Mostrar-se (publicado originalmente em 24/9/2013)

A grande influência de Woody Allen é Ingmar Bergman, de ‘O Sétimo Selo’ (1957). Mas ao começar a carreira, em fins dos anos 1950 nos stand ups da vida, e na década de 1960, já nas telinhas da TV e telonas do cinema, vemos um Woody Allen escrachado, debochado e corajoso. Em ‘Bananas’ (1971), San Marcos é a republiqueta da América atolada de crises. Dominada por ditadura militar há anos, após assassinar o presidente em transmissão ao vivo de emissoras de TV (!), a nação está em vias de ver eclodir a rebelião de grupos da esquerda. Enquanto isso, nos Estados Unidos, Fielding Mellish (Allen), um testador de produtos, paquera a filosófica Nancy (Louise Lasser), estudante engajada em libertar San Marcos dos milicos. O namoro não segue. A jovem quer do lado alguém pensante, líder, que debata política e seja idealista. Mellish não é isto. Ao contrário. Trata-se dum filhinho da mamãe de 30 e poucos anos, dependente, ingênuo.
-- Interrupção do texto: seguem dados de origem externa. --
PR #551, opened 2024-05-29
test(gateway): add test case that omits all optional fields

kangasta:
At least one of the data-consistency errors (default value for `configured_status`) requires re-implementation with plugin framework, see also [Hashicorp docs](https://developer.hashicorp.com/terraform/plugin/sdkv2/resources/data-consistency-errors#planned-value-for-a-non-computed-attribute).

### DIFF
--- a/upcloud/gateway/resource_upcloud_gateway_test.go
+++ b/upcloud/gateway/resource_upcloud_gateway_test.go
@@ -164,6 +164,36 @@ func TestAccUpcloudGateway(t *testing.T) {
 	})
 }
 
+func TestAccUpcloudGateway_Minimal(t *testing.T) {
+	testData := utils.ReadTestDataFile(t, "testdata/gateway_minimal.tf")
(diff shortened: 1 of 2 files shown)


internal/service/gateway/gateway.go
```diff
@@ -34,11 +34,13 @@ const (
 
 func ResourceGateway() *schema.Resource {
 	return &schema.Resource{
-		Description:   "Network gateways connect SDN Private Networks to external IP networks.",
-		CreateContext: resourceGatewayCreate,
-		ReadContext:   resourceGatewayRead,
-		UpdateContext: resourceGatewayUpdate,
-		DeleteContext: resourceGatewayDelete,
+		EnableLegacyTypeSystemApplyErrors: true,
```
kangasta, line 37: Probably better to remove the commit that adds these `EnableLegacyTypeSystem*Errors` for now and look into re-implementing this resource with plugin framework 🤔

Sentiu o flashe espocar? Pois bem. A situação de San Marcos refletia nada mais do que o instante vivido pelos países da América do Sul e Norte – Brasil incluído, Cuba inspirado. Este cenário serve para Allen fabricar diálogos sempre inteligentes, sabotadores de si mesmos, e de comicidade ímpar. Em ‘Bananas’ cheiramos traços de Federico Fellini, Charles Chaplin e outros significados do cinema desimportante. As proezas das piadas de Allen estão mais em seu físico do que no script. Mellish derruba mesas, destrói espingardas e joga bebida num general. Ponto típico chapliniano, em um filme recheado de improvisos. Um deles, quando a orquestra apenas mexe os braços, sem instrumentos, durante o jantar, é de se matar de rir. Ali F. Mellish está em San Marcos. Ele foi lá provar a Nancy os dotes esquerdistas e acaba como soldado dos rebeldes. Os militares caem, mas o líder dos insurgentes se revela tão ou mais perigoso aos brigadeiros. E por isto Mellish é a terceira via. Torna-se presidente do país e volta dos EUA disfarçado, com a barba ruiva postiça. É hilária, impagável a sequência com o intérprete na chegada ao aeroporto.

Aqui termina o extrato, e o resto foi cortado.